= Instructions for the task =
Select the lines of the records containing the word "written" and list them.

────────

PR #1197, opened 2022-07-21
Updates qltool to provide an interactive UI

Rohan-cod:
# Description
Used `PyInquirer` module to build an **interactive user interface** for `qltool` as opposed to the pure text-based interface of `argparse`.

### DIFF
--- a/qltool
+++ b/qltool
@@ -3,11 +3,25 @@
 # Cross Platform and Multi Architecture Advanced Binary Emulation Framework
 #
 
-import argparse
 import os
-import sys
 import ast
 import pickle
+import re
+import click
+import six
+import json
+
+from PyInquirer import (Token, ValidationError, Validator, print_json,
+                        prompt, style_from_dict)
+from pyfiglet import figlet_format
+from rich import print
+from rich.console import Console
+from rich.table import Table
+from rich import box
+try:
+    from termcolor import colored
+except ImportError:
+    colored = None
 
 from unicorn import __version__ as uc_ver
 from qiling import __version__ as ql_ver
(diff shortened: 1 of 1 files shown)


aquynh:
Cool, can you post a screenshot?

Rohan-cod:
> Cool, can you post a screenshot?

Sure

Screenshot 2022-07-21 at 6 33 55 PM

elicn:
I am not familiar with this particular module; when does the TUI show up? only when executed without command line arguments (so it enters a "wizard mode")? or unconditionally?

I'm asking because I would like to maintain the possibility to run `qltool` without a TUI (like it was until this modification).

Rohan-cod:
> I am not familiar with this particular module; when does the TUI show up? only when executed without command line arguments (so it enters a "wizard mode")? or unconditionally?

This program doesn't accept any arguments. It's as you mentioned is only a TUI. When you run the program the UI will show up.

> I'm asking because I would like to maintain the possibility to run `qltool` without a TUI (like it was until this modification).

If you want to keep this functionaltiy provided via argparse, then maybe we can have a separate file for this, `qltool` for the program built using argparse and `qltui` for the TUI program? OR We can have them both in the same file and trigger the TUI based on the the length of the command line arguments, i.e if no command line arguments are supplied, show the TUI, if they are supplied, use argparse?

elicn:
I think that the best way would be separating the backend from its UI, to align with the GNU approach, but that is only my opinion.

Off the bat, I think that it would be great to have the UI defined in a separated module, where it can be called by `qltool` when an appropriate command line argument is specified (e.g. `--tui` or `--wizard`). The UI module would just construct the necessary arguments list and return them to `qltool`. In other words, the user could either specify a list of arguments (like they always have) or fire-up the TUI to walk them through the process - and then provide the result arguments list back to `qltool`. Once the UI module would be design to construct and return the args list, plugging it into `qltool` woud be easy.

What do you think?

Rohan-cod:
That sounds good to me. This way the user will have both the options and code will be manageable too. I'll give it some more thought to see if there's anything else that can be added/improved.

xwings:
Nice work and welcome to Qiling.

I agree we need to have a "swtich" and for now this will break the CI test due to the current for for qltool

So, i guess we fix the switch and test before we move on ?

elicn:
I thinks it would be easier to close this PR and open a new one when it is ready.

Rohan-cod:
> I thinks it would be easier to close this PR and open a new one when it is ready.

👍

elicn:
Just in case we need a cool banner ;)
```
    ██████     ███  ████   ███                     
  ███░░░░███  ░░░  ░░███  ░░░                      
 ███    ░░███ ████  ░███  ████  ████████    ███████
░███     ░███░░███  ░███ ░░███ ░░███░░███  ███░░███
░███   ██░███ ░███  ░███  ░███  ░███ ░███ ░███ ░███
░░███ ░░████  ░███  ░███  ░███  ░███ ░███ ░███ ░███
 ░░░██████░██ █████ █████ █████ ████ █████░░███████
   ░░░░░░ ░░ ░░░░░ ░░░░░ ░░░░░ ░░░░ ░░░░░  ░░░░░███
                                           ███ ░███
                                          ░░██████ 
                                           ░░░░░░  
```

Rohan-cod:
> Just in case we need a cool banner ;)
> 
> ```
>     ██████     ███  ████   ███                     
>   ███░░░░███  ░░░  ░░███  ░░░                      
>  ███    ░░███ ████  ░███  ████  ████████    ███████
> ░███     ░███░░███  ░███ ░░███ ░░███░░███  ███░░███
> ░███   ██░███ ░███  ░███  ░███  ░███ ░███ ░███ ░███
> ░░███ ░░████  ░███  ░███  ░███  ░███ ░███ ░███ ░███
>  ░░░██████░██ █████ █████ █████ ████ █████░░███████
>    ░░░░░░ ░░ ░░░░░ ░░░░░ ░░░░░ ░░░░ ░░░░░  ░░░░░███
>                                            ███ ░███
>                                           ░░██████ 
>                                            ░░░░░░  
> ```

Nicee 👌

────────

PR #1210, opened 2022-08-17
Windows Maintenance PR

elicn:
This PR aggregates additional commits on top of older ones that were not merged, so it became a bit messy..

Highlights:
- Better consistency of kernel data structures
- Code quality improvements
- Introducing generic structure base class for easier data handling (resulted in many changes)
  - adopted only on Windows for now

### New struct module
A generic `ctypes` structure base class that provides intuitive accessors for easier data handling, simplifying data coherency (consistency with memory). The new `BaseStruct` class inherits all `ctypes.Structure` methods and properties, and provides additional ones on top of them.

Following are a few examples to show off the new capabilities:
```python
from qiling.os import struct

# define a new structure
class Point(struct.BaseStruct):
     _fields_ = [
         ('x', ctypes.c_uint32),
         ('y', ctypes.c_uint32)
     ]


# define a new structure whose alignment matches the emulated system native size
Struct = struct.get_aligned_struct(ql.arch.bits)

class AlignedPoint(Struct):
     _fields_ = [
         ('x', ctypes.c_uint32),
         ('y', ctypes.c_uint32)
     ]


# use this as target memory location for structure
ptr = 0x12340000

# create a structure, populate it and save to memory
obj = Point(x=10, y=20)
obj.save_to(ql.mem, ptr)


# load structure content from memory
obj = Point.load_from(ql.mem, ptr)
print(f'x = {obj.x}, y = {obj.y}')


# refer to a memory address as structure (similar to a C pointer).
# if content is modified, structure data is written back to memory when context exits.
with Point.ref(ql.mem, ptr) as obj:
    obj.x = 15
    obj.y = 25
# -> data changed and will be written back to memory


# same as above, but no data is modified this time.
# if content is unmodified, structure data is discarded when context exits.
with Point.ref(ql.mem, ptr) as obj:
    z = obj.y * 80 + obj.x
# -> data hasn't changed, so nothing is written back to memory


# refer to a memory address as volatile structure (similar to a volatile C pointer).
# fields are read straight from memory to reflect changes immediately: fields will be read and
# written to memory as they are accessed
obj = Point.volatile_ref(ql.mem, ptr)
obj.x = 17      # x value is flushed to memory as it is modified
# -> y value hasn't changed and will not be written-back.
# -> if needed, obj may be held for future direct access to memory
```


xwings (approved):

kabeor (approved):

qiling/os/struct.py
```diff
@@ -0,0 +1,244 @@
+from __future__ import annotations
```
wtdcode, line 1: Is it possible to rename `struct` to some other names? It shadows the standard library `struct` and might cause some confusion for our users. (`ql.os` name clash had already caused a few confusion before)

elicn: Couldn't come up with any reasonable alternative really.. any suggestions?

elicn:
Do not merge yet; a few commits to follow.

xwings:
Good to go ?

────────

= Final answer =
# if content is modified, structure data is written back to memory when context exits.
# -> data changed and will be written back to memory
# -> data hasn't changed, so nothing is written back to memory
# written to memory as they are accessed
# -> y value hasn't changed and will not be written-back.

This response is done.